Progrès du français de France. — Cependant, dès le XIe siècle s’était constituée en France, avec les Capétiens, une royauté solide, qui travailla presque sans interruption à agrandir ses domaines, et arriva, comme on sait, à substituer peu à peu son autorité à celle de la féodalité vaincue. Or la nouvelle dynastie, issue de l’Ile-de-France, ne transporta jamais son siège d’une ville à l’autre, comme cela avait été fait autrefois. Dès les origines, elle se fixa définitivement à Paris, et l’existence d’une capitale permanente ne tarda pas à influer sur le langage. Le dialecte qui s’y parlait gagna en dignité. Longtemps il ne fut pas celui des principaux poètes, quoique la littérature nationale fut aussi représentée à peu près sous tous ses aspects dans l’Ile-de-France, mais il était celui du seigneur le plus puissant et du pouvoir politique le plus considérable. Il profita de chacun de leurs progrès, et quand Philippe-Auguste,

  1. Le plus ancien texte de la langue de l’ouest est la traduction du Lapidaire de Marbode (après 1123), en lourangeau-Manceau. Benoît de Sainte-More, l’auteur important du Roman de Troie, d’Éneas et de la Chronique des ducs de Normandie (XII s.), est tourangeau.

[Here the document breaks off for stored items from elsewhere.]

PR #152, opened 2020-03-25
(4/n) Convert IssuedCurrency protocol buffer

amiecorso:
Provide a native Java wrapper for the [IssuedCurrencyAmount protocol buffer](https://github.com/ripple/rippled/blob/develop/src/ripple/proto/org/xrpl/rpc/v1/amount.proto#L28).

Analogue in Swift: [xpring-eng/XpringKit#129](https://github.com/xpring-eng/XpringKit/pull/129)
Analogue in JS: https://github.com/xpring-eng/Xpring-JS/pull/250

### Context of Change

### Type of Change

## Before / After
No change.

## Test Plan

## Future Tasks

5 - 9 / 9 will build up to Transaction protobuf conversion


src/main/java/io/xpring/xrpl/model/XRPIssuedCurrency.java
```diff
@@ -0,0 +1,46 @@
...
+     * @return Unique account address of the entity issuing the currency.
+     */
+    String issuer();
+
+    static XRPIssuedCurrency from(IssuedCurrencyAmount issuedCurrency) {
+        BigInteger value;
+        try {
+            value = new BigInteger((issuedCurrency.getValue()));
+        } catch (NumberFormatException e) {
+            return null;
```
nkramer44: You might want to just throw the `NumberFormatException` here.  This will likely only happen if there is something wrong on the back end (a bad number is getting passed back), which you will want to know about

src/main/java/io/xpring/xrpl/model/XRPIssuedCurrency.java
```diff
@@ -0,0 +1,46 @@
...
+        }
+
+        return builder()
+                .currency(XRPCurrency.from(issuedCurrency.getCurrency()))
+                .value(value)
+                .issuer(issuedCurrency.getIssuer().getAddress())
+                .build();
+    }
+}
```
keefertaylor: nit: new line at end of file

src/main/java/io/xpring/xrpl/model/XRPIssuedCurrency.java
```diff
@@ -0,0 +1,46 @@
...
+
+    /**
+     * @return The currency used to value the amount.
+     */
+    XRPCurrency currency();
+
+    /**
+     * @return The value of the amount.
+     */
+    BigInteger value();
```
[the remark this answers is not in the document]
amiecorso: This link implies that issued currencies CAN have a negative value: https://xrpl.org/currency-formats.html#issued-currency-precision ... I've also asked Elliot who I think might know based on his RippleAPI involvement.  The other reason for potentially leaving it as a BigInteger is for consistency across the three SDKs

src/main/java/io/xpring/xrpl/model/XRPIssuedCurrency.java
amiecorso: good idea, will do this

  2. Voyez en particulier la préface que M. Bonnardot a mise en tête du psautier lorrain du XIVe siècle {Altfranz.-Bibliotek, IV, 1885).
  3. Villehardouin, Joinville.
  4. Beaudouin VI de Hainau avait fait recueillir une immense compilation, continuée après lui, connue sous le nom d’Histoires de Baudouin. Une autre, Le livre des Histoires, a été entreprise sous les auspices du châtelain de Lille Roger. C’est de Flandre que plus tard viendront Jean le Bel. Froissart et Jean de Wavrin.
  5. Il faudrait ajouter que Liège, en pays wallon, a été, au commencement du XIIIe siècle, un véritable centre littéraire. — Nous ne savons quasi rien du théâtre anglais, auquel M. Gaston Paris fait ici allusion.